Too many details are thrust up that, like the overuse of certain words detailed above, merely state the same rather manifest aspects of his character. Why Tolstoy thought that hammering points over and over was effective I can only feel was perhaps because many novels in Europe in that day were serialized for the masses, and thus, to reach a wider, less educated, audience he felt he needed to grind points to pabulum. Yet, this gratuity, which may have been needed to establish his name, now undermines it.
Another thing that stands out about this tale is how utterly nihilistic and existential it is, especially since Tolstoy, and this tale in particular, are often portrayed as being suffused with the glory of Christianity. Ivan’s life, despite his steady social rise, is never enough. There is no step outside, spurred by religion or intellect, until the last moments of pain induce the requisite human quest for relief. Tolstoy wisely makes this not the last moment of Ivan’s life, therefore lending the end of the tale an exhalation, not just a climax. Critics have often carped that the title is the tale’s outline, but that’s unfair. However, there was a lot more he could have done with it.
The other story, Master And Man, is shorter- 47 pages- but even less engaging, about the death of a wealthy businessman- Vassily Andreyich- lost in a blizzard, whose corpse ends up saving the life of his serf, Nikita, whom he’s cheated most of his life. The duo end up in their predicament because Vassily pushes them on at night, in hopes of greater profit. It’s not a particularly deep tale, although, again, it probably was written with a good sense of the times, and Tolstoy’s displaying an egalitarian conscience was a good move to help endear him further to the mass public. This tale has an O. Henry-The Gift Of The Magi-type twist, in its end, but overall was even less compelling than The Death Of Ivan Ilyich. In fact, while reading it I had the old poem Snow-Bound, by John Greenleaf Whittier, in mind, and that poem’s descriptions seemed far more powerful, albeit also more pleasant.

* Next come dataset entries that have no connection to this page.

PR #417, opened 2023-05-03
Provide configure script and installation description for HDF5

### LINKED ISSUE #410: HDF5 is enabled by default, but no installation description is provided
The default setting in `config_dealii.sh` is `DEAL_II_WITH_HDF5:BOOL="ON"`, but the wiki page https://github.com/exadg/exadg/wiki/Installation does not provide an installation description for HDF5.

nfehn:
closes #410 

Together with the configure script introduced here, let us discuss the installation description for HDF5 in the wiki https://github.com/exadg/exadg/wiki/Installation during this PR. @jh66637 I did not understand whether `sudo apt install ...` and the variant with `.configure ...` are two different alternatives or not. In particular, I did not know what exactly you mean by `download hdf5`. Could you explain this?

### DIFF
--- a/scripts/config_hdf5.sh
+++ b/scripts/config_hdf5.sh
@@ -1,0 +1,30 @@
+#!/bin/sh
+#########################################################################
+# 
+#                 #######               ######  #######
+#                 ##                    ##   ## ##
+#                 #####   ##  ## #####  ##   ## ## ####
+#                 ##       ####  ## ##  ##   ## ##   ##
+#                 ####### ##  ## ###### ######  #######
+#
+#  ExaDG - High-Order Discontinuous Galerkin for the Exa-Scale
+#
+#  Copyright (C) 2021 by the ExaDG authors
+#
+#  This program is free software: you can redistribute it and/or modify
+#  it under the terms of the GNU General Public License as published by
+#  the Free Software Foundation, either version 3 of the License, or
+#  (at your option) any later version.
+#
+#  This program is distributed in the hope that it will be useful,
+#  but WITHOUT ANY WARRANTY; without even the implied warranty of
+#  MERCHANTABILITY or FITNESS FOR A PARTICULAR PURPOSE.  See the
+#  GNU General Public License for more details.
+#
+#  You should have received a copy of the GNU General Public License
+#  along with this program.  If not, see <https://www.gnu.org/licenses/>.
+#
+#########################################################################
+
+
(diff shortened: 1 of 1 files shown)


scripts/config_hdf5.sh
```diff
@@ -0,0 +1,30 @@
...
+#  MERCHANTABILITY or FITNESS FOR A PARTICULAR PURPOSE.  See the
+#  GNU General Public License for more details.
+#
+#  You should have received a copy of the GNU General Public License
+#  along with this program.  If not, see <https://www.gnu.org/licenses/>.
+#
+#########################################################################
+
+
+./configure --prefix=$WORKING_DIRECTORY/hdf5/install/ --enable-unsupported --enable-symbols=yes --disable-threadsafe --disable-cxx --enable-hl --without-szlib --enable-parallel --enable-shared CC=mpicc
```
nfehn, line 30: I think we should use separate rows for every option for readability, agree? See for comparison e.g. the configure script for PETSc.

jh66637: I agree, I just copied the line from a script I had.

jh66637:
Download HDF5 would be 
```
wget https://github.com/HDFGroup/hdf5/archive/refs/tags/hdf5-1_12_2.tar.gz
tar -xzf  hdf5-1_12_2.tar.gz
cd hdf5-hdf5-1_12_2/
```

jh66637:
I think the wiki entry looks good. Just some minor comments:
1) "Next, go to your working directory" -> "If you want to install HDF5 from sources"
2) ```make``` -> ```make -j<N>```
3) I am pretty sure that one has to provide the HDF5 library directory and include directory in the deal.ii configure script if installation is done from sources. Since I am running on a system with environment modules, this is not a problem since ```module load``` exports the corresponding path. I am currently not able to check it without environment modules, though.

nfehn:
So the manual installation is an alternative to `sudo apt ...`. Or do I still have to run the configure-script/make command?

nfehn:
could you check again the wiki page?

jh66637:
> So the manual installation is an alternative to `sudo apt ...`. Or do I still have to run the configure-script/make command?

It's an alternative on systems where you can not use a package manager.

jh66637:
Regarding the Wiki:
If you could change the HDF5 section to HDF5 (optional) I think it is more consistent to other optional packages. Before doing ```wget``` I would probably ```cd hdf5```, but both should work; it's probably a matter of taste.

nfehn:
I made these changes as suggested

jh66637:
It would be best if someone else can confirm the installation procedure works. In general, I am confident since it worked for me some month ago. So this is OK from my side once the line breaks in the configure script are added :)

jh66637 (approved):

Both of these Tolstoy tales put me in mind of a far superior short story by Daphne DuMaurier, The Apple Tree, in which the death of the lead character, in a snowstorm, is far more existential than Vassily’s, as well as being far more dramatically satisfying than Ivan’s. Overall, Tolstoy makes his points- they just are not particularly new nor cogently presented; which seems to be all that Tolstoy’s writing was, and hoped to be.